On Wednesday, 30 January 2013 at 00:25:41 UTC, Jonathan M Davis wrote:

I believe that two main things are needed:

1. Make it possible to mark a variable such that you can't do anything with it that you couldn't do with a property function (e.g. taking its address needs
to be illegal).

2. Add property rewrites to make it so that stuff like ++ and += work.

You'll never get a property function to operate 100% like a variable, but you _can_ make it so that it's very close.. C# gets away with making variables and property functions swappable because it do stuff like let you take the address of a variable or a function. We basically need to do the same by restricting variables which are properties and improving the rewrites that the compile
does for property functions.

- Jonathan M Davis

I agree partial emulation can work, and I see you've pointed out that the usage of a property will have to be restricted so that it can work, but this means you have to mark your naked variables as @property ahead of time, otherwise you'll discover that you cannot replace a naked variable with a property without doing plenty of re-work.

Given that we won't be able to drop in a property without rework unless preplanned ahead of time, I'm not so sure we'll be gaining anything new here with specially marked properties, and even if we could drop them in, I'm still not sure it's a big gain.

I can see some value I suppose if you can mark a naked variable as @property because you know it will likely be wrapped into a function call later but don't want to implement the wrappers immediately, but I don't know if that's something a lot of people really need or care that much about.
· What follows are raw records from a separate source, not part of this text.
Issue #2882, opened 2022-09-14
test suite emits warnings on macro labels placed on rules


SchmErik:
### Which command

kompile

### What K Version?

v5.3.195-5-gf2be328531

### Operating System

Linux

### K Definitions (If Possible)

all tests run by CI under k-distribution/tests and k-distribution/pl-tutorial

### Steps to Reproduce

run `make -j8 --output-sync=recurse` from `k/k-distribution/tests/regression-new/`

### Expected Results

No test should result in warnings that indicate macros are used on rules.

PR #2883, opened 2022-09-15
regression-new: move [macro] attribute from rules to productions

SchmErik:
K now supports macros on productions and using the `[macro]` label on rules is highly discouraged. This PR moves all [macro] attributes from rules to productions in the regression-new folder as well as changes that rewrite <k> cells more explicitly. Subsequent commits will address the macro labels in the PL tutorial


radumereuta (approved):
Tested and the output looks a lot better.

radumereuta:
Partial fix for: https://github.com/runtimeverification/k/issues/2882

PR #2893, opened 2022-09-16
Bump patch version on PRs

ehildenb:

This switches to bumping the patch version on PRs. I propose we try this approach, to see if it's too disruptive to people's workflows, given the failures to bump `master` version directly.


ehildenb:
Here is an example where a PR was opened, and then another PR was merged, and this one had to bump the version number again. Because there was only 1 PR merged in the interim, it actually results in no merge conflicts, and deals with it automatically: https://github.com/runtimeverification/pyk/pull/19

So if there are 0 or 1 PRs merged between when you open your PR, and when you press "Update branch", GitHub will be able to merge automatically. If there are more, then maybe not, but you can still always do either `git checkout --[ours|theirs]` to resolve the conflict, or you can do a rebase, or you can use github's merge editor directly, which is also not bad to use on this 1-line conflict.

radumereuta:
Question: from now on, every time I have to do a code review on K, is it going to have these extra 5 files with the version bump?
That sounds like a cognitive burden we could deal without.

ehildenb:
Please try it for a bit. Currently we don't have a working K release, and you may find it's less burden than you expect @radumereuta

radumereuta (approved):
Ok, let's try this until we have something better.

.github/workflows/bump-version.yml
```diff
@@ -1,6 +1,6 @@
 name: 'Bump Version'
 on:
-  push:
+  pull_request:
     branches:
```
dwightguth, line 4: are we sure that this is the target branch and not the topic branch?

ehildenb: Yes: https://docs.github.com/en/actions/using-workflows/events-that-trigger-workflows#running-your-workflow-based-on-the-head-or-base-branch-of-a-pull-request

dwightguth (approved):

PR #2896, opened 2022-09-20
Add GitHub workflow for PR job

ehildenb:
Blocked on: https://github.com/runtimeverification/k/pull/2893

This adds a GitHub workflow for PR jobs, which focuses on:

- [x] Runs the K Test CI.
- [x] Test building Ubuntu package, and run smoke test with it.
- [x] Disable Jenkinsfile tests.
- [x] Adds dependencies between test stages, so we're not using runners before we know we need them.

I find the discussion we're having in another thread on the possibility of using a struct-like implementation for gaining property-like behaviors much more compelling a change for D because it extends D with interesting ways to implement variables and functions that can be used in more generalized situations AND it solves the property implementation issues too (in similar "restricted" ways as you've suggested can be done).

See last few posts ...
http://forum.dlang.org/thread/[email protected]

If we can not only implement @property as hoped for, but also get more expressive language features introduced along with it, then it may be something worth doing.